Stored items:
================
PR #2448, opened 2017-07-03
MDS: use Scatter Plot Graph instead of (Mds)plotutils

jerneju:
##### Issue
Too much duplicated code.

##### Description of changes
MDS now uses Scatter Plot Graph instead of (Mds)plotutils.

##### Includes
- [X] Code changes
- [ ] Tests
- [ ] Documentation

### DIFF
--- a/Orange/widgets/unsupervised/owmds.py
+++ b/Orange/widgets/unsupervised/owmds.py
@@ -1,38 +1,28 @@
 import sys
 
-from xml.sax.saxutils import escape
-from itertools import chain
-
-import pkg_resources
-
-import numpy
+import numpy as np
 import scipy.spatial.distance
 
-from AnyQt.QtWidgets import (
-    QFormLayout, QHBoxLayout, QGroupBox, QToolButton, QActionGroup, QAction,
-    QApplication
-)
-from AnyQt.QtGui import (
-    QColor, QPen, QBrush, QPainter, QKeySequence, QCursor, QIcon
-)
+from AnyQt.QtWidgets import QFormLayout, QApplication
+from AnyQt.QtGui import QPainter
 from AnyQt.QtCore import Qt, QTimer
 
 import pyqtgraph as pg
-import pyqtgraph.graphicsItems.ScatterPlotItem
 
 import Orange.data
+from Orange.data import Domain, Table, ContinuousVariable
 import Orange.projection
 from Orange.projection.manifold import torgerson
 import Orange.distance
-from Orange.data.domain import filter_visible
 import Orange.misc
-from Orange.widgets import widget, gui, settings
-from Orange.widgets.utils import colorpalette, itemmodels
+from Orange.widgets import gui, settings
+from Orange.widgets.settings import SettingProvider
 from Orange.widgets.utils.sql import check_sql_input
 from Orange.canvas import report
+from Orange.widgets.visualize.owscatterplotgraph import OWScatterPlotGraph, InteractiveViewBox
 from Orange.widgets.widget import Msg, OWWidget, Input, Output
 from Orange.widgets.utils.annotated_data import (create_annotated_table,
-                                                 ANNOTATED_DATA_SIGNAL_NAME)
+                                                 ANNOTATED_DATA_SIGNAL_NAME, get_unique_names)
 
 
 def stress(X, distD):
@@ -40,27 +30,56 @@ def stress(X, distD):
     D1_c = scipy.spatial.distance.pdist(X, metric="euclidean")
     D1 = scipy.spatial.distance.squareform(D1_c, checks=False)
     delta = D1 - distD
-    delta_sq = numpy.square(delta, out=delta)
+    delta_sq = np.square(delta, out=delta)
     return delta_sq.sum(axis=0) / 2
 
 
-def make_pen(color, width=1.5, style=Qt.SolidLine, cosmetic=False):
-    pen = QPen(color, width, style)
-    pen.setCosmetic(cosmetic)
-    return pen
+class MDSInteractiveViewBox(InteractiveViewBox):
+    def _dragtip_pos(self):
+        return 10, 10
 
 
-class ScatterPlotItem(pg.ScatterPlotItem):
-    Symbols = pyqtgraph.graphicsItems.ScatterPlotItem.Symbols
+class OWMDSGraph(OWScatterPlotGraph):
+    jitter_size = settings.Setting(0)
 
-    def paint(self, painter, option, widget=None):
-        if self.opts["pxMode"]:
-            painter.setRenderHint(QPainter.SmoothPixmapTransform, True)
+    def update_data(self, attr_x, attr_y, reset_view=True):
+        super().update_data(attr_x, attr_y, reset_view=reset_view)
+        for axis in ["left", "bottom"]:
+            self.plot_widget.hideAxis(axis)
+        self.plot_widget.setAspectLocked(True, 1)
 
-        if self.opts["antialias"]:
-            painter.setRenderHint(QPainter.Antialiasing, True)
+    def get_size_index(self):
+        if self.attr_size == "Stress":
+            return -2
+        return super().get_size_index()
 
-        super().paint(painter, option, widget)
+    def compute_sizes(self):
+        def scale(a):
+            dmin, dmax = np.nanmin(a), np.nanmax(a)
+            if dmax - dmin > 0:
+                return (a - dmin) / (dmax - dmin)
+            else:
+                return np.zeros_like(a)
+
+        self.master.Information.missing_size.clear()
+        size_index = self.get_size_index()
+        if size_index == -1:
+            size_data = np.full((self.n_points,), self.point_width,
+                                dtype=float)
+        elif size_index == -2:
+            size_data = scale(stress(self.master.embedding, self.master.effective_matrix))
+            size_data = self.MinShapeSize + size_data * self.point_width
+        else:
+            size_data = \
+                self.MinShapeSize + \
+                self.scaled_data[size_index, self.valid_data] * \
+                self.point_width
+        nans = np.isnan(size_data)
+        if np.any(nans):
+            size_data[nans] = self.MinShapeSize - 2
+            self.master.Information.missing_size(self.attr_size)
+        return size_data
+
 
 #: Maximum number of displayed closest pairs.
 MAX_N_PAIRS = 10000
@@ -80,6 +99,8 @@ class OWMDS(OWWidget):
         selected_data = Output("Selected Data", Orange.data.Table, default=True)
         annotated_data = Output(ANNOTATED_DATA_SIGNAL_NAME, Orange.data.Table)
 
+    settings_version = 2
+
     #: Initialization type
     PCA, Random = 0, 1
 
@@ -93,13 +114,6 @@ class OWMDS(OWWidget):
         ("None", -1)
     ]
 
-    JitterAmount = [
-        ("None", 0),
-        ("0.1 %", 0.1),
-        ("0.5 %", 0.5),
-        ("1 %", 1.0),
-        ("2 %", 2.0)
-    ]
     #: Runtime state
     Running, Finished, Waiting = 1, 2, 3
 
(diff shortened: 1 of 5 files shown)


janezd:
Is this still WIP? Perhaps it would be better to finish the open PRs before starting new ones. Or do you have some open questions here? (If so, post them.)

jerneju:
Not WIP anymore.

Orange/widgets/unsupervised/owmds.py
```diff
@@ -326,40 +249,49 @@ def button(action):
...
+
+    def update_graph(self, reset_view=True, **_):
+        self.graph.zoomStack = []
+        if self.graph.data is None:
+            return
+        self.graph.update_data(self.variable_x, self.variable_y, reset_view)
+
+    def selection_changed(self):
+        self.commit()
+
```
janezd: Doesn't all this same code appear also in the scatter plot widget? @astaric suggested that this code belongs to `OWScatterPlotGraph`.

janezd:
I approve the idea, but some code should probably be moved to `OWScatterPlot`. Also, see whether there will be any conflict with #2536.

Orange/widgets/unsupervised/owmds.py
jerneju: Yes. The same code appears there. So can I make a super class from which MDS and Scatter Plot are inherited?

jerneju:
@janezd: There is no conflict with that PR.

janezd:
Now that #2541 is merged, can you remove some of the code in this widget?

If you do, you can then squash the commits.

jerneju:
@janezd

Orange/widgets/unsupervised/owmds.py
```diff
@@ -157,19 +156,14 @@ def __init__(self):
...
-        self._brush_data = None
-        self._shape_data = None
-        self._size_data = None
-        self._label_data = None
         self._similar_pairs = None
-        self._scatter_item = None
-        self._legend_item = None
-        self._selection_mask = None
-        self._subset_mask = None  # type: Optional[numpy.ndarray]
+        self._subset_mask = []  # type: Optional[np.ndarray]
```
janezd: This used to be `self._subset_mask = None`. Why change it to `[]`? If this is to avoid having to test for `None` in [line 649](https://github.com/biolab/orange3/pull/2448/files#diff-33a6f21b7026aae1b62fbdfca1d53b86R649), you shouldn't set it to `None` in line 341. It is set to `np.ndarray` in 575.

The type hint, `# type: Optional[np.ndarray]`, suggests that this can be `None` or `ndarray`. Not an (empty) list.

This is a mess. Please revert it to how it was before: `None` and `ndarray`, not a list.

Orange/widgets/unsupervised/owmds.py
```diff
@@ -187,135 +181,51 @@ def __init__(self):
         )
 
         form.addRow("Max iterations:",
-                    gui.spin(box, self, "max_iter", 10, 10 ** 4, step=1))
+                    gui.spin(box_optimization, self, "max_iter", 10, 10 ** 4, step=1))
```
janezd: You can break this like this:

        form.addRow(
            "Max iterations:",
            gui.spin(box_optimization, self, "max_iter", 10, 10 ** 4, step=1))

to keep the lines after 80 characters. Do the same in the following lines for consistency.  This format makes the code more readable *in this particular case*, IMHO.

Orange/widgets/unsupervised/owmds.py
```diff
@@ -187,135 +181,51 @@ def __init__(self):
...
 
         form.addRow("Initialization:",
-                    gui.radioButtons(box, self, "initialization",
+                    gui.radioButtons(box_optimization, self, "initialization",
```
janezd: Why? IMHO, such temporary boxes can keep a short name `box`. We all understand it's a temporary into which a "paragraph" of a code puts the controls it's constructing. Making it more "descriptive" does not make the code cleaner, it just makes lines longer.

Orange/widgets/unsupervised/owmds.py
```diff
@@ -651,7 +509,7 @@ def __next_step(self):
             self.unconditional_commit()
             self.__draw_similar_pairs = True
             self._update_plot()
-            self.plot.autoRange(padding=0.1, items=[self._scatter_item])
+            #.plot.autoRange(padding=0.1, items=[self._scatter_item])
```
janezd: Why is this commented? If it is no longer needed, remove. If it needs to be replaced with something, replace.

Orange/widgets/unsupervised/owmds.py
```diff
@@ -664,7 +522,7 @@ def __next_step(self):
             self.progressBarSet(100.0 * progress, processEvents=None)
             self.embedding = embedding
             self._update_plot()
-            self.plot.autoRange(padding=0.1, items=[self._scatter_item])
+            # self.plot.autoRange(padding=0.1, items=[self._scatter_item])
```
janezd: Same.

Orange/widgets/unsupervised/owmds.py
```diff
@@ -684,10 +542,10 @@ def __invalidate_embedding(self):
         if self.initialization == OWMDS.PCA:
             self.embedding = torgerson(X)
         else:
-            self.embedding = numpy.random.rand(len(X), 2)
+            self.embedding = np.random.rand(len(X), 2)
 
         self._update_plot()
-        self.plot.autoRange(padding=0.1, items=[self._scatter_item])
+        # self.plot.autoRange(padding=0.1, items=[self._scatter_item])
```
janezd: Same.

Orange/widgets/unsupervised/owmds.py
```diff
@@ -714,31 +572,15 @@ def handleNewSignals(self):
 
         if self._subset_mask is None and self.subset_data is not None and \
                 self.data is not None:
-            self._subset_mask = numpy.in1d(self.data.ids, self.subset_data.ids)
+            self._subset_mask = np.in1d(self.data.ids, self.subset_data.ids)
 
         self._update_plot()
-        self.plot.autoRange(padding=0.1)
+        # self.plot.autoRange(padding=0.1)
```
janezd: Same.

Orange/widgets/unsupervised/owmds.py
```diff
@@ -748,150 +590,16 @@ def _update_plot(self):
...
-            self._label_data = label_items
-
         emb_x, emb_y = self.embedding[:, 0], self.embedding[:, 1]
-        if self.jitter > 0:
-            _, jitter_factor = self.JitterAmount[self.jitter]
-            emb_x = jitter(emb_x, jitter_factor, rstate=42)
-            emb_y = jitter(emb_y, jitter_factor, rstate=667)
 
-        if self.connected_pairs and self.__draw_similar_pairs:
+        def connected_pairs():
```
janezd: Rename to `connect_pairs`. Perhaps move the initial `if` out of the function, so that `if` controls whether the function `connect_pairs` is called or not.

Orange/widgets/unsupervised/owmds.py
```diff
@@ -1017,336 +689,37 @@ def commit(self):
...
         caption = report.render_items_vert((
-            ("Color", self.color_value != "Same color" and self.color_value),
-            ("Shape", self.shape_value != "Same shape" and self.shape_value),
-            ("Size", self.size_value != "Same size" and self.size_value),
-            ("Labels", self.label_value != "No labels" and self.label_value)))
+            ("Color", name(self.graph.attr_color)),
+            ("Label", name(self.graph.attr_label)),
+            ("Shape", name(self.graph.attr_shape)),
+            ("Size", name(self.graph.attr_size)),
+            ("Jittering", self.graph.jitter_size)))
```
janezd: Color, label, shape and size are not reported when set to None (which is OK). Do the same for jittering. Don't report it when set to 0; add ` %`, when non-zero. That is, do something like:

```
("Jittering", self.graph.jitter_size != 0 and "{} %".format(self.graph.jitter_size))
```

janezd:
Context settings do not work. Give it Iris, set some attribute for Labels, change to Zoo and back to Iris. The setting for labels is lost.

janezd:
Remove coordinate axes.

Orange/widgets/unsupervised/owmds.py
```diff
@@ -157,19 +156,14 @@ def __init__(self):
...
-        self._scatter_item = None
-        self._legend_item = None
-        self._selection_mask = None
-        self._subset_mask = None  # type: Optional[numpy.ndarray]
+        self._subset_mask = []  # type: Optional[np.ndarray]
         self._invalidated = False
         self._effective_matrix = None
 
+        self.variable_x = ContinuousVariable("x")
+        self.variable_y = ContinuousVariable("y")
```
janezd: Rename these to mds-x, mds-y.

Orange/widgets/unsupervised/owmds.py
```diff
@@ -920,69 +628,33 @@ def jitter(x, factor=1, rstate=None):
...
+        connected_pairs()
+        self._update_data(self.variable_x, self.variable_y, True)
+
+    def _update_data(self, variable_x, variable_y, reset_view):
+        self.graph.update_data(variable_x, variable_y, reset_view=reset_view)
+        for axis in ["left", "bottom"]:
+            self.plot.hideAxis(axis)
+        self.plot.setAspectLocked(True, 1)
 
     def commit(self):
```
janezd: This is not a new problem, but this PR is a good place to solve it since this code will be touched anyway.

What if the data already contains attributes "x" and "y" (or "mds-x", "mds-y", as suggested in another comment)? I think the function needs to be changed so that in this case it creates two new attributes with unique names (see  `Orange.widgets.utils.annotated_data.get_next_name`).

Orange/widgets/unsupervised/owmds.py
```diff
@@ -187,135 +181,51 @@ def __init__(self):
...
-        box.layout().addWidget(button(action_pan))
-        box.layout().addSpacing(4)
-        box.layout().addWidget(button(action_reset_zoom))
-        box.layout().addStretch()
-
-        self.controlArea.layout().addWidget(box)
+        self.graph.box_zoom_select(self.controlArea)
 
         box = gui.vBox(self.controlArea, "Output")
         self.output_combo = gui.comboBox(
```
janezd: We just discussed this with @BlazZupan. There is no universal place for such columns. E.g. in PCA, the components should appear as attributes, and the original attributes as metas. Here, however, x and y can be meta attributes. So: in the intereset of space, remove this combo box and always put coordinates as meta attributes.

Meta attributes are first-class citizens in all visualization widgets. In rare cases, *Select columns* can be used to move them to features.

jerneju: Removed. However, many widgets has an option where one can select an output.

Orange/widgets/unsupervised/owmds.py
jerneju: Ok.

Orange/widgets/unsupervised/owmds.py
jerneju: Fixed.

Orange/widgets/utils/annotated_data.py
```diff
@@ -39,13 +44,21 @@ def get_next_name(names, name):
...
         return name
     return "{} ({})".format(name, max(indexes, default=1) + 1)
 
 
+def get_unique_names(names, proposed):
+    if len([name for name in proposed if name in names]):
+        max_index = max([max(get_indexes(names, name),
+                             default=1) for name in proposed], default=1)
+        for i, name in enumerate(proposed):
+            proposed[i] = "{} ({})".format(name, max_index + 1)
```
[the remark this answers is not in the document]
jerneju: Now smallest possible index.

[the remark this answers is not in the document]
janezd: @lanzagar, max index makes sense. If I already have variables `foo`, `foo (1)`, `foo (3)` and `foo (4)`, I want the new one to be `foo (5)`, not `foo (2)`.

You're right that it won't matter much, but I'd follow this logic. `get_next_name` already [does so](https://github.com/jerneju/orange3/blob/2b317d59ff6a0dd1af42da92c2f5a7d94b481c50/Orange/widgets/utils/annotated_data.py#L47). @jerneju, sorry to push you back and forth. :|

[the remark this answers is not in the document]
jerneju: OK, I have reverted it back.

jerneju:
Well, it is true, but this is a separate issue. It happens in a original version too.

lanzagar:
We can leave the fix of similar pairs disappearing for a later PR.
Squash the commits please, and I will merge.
================
TASK DESCRIPTION: Starting from the records above, filter out all lines except those containing the word "changes".

WRITTEN ANSWER:
##### Description of changes
- [X] Code changes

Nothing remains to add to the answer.